NATO destroyed Libya partly because it wanted free access to Libya's oil but also because Muammar Al Ghaddafi was playing a similar role in Africa to that of Venezuelan President Hugo Chávez in Latin America and the Caribbean. When popular unrest erupts as it has done in Mali, the criminal NATO elites are haunted both by the ghosts of legendary revolutionaries like Thomas Sankara and by contemporary revolutionaries like Fidel and Raul Castro, Hugo Chávez and Daniel Ortega.

NATO's vile murder of Muammar al Ghaddafi and the UN coup against President Laurent Gbagbo removed key regional voices for progress and stability. The result for the people of Mali will be prolonged conflict and suffering under the constant threat of intervention by the ECOWAS nations or their NATO masters. Mali is now another country living the horrific consequences of the West's global war on humanity.

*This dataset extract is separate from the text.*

PR #301, opened 2026-07-21
fix: tolerate clusters without Lease discovery

ecv:
## Summary

On many project control planes the Connector froze: it showed offline in the UI forever even though the desktop agent was healthy, and a pod restart didn't fix it. On staging this stranded hundreds of clusters at once, and the churn from constantly retrying fed a restart loop.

Malian writer and former Minister of Culture Aminata Traoré puts the situation succinctly :

“The US and European crisis has an answer in the wealth of Africa. As in Ivory Coast and Libya,  they have activated a diplomatic and media offensive to justify intervention. It's time for our peoples to be as politically lucid and decisive as they were in the era of national liberation, so as to cut our losses and if possible set ourselves free. If one considers the media coverage granted the MNLA and its rhetoric one can understand that France is using them to return again to its former colonies.”

Note
1. The fifteen West African States that constitute ECOWAS are Benin, Burkina Faso, Cape Verde, Ivory Coast, Gambia, Ghana, Guinea, Guinea-Bissau, Liberia, Mali, Niger, Nigeria, Senegal, Sierra Leone and Togo.